▶ _Dataset entries_:

PR #296, opened 2018-06-18
chore(toggle): remove unecessary libs

thanh-nguyen-dang:


src/components/tables/base/TableFoot.jsx
```diff
@@ -1,6 +1,7 @@
 import React, { Component } from 'react';
 import PropTypes from 'prop-types';
 import styled from 'styled-components';
+import TableHead from './TableHead';
```
abgeorge7: I don't think this import is being used

src/components/tables/base/TableHead.jsx
```diff
@@ -1,6 +1,7 @@
 import React, { Component } from 'react';
 import PropTypes from 'prop-types';
 import styled from 'styled-components';
+import Table from './Table';
```
abgeorge7: Same here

▶ _Problem description_: Using the listing above, work out how many lines include the word "components", and report that number alone.

▶ _Written reply_: 4